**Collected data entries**
PR #119, opened 2024-08-08
[ID-1363] Add transaction id to resolveDrs requests

samanehsan:
Ticket: https://broadworkbench.atlassian.net/browse/ID-1363

For every request to the resolveDrs endpoint, drshub sends a request to the drs provider (such as TDR) to get object info and optionally another request to get the access url. We need a way to join the Drshub and TDR requests in Bard so that we can then gather drs metrics using the billing profile/dataset/snapshot info.

Changes:
- Copied the `UserLoggingMetrics` class from TDR to allow additional Bard properties to be specified outside of the `TrackingInterceptor` class
- Log a transaction id (a random UUID) to Bard for resolveDrs requests
- Set this transaction id as a header on the requests to TDR (when getting the object metadata and access url)

### DIFF
--- a/service/src/main/java/bio/terra/drshub/services/DrsResolutionService.java
+++ b/service/src/main/java/bio/terra/drshub/services/DrsResolutionService.java
@@ -28,6 +28,7 @@ import java.nio.charset.StandardCharsets;
 import java.util.List;
 import java.util.Map;
 import java.util.Optional;
+import java.util.UUID;
 import java.util.concurrent.CompletableFuture;
 import lombok.extern.slf4j.Slf4j;
 import org.springframework.beans.factory.annotation.Autowired;
@@ -370,5 +371,9 @@ public class DrsResolutionService {
         .drsMetadata(drsMetadata)
         .drsProvider(drsProvider)
         .build();
+  }
+
+  public String getTransactionId() {
+    return UUID.randomUUID().toString();
   }
 }
--- a/service/src/main/java/bio/terra/drshub/services/DrsResolutionService.java
+++ b/service/src/main/java/bio/terra/drshub/services/DrsResolutionService.java
@@ -47,7 +47,8 @@ public class DrsResolutionService {
   private final AuthService authService;
   private final AuditLogger auditLogger;
   private final UserLoggingMetrics userLoggingMetrics;
-  private static final String TRANSACTION_ID_FIELD_NAME = "transactionId";
+  public static final String TRANSACTION_ID_FIELD_NAME = "transactionId";
+  public static final String TRANSACTION_ID_HEADER_NAME = "X-Transaction-Id";
 
   @Autowired
   public DrsResolutionService(
@@ -249,7 +250,7 @@ public class DrsResolutionService {
     log.info(drsRequestLogMessage);
 
     var drsApi = drsApiFactory.getApiFromUriComponents(uriComponents, drsProvider);
-    drsApi.setHeader("x-transaction-id", transactionId);
+    drsApi.setHeader(TRANSACTION_ID_HEADER_NAME, transactionId);
     if (sendMetadataAuth) {
       // Currently, no provider needs a fence_token for metadata auth.
       // If that changes, this will need to get updated.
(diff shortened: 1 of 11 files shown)


service/src/main/java/bio/terra/drshub/services/DrsResolutionService.java
```diff
@@ -235,6 +249,7 @@ DrsObject fetchObjectInfo(
     log.info(drsRequestLogMessage);
 
     var drsApi = drsApiFactory.getApiFromUriComponents(uriComponents, drsProvider);
+    drsApi.setHeader("x-transaction-id", transactionId);
```
tlangs: `X-Transaction-ID` could probably be extracted into a variable since its referenced multiple times.

service/src/main/java/bio/terra/drshub/services/DrsResolutionService.java
```diff
@@ -44,17 +46,21 @@ public class DrsResolutionService {
...
       DrsProviderService drsProviderService,
       AuthService authService,
-      AuditLogger auditLogger) {
+      AuditLogger auditLogger,
+      UserLoggingMetrics userLoggingMetrics) {
     this.drsApiFactory = drsApiFactory;
     this.drsProviderService = drsProviderService;
     this.authService = authService;
     this.auditLogger = auditLogger;
+    this.userLoggingMetrics = userLoggingMetrics;
```
tlangs: DRSHub already logs its DRS Resolutions via the Audit Logger. I think we should include the transaction ID in that message, rather than publishing a separate message.

service/src/main/java/bio/terra/drshub/services/DrsResolutionService.java
tlangs: I don't know if we want to add the transaction id header to every request. Other DRS Providers might have similar header restrictions to us, and not allow it through. We should probably only add it if we know the request is going to TDR.

I think I might have said the opposite when we talked about it face to face, but I'm realizing now that if we're restricting what headers are allowed in requests to our systems, others are probably doing it too.

service/src/main/java/bio/terra/drshub/services/DrsResolutionService.java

**Your goal**
Please restate, word for word, the lines of the entries that run from the first line through the one holding "Ticket: https://broadworkbench.atlassian.net/browse/ID-1363", and add nothing.

**Finished task**
PR #119, opened 2024-08-08
[ID-1363] Add transaction id to resolveDrs requests

samanehsan:
Ticket: https://broadworkbench.atlassian.net/browse/ID-1363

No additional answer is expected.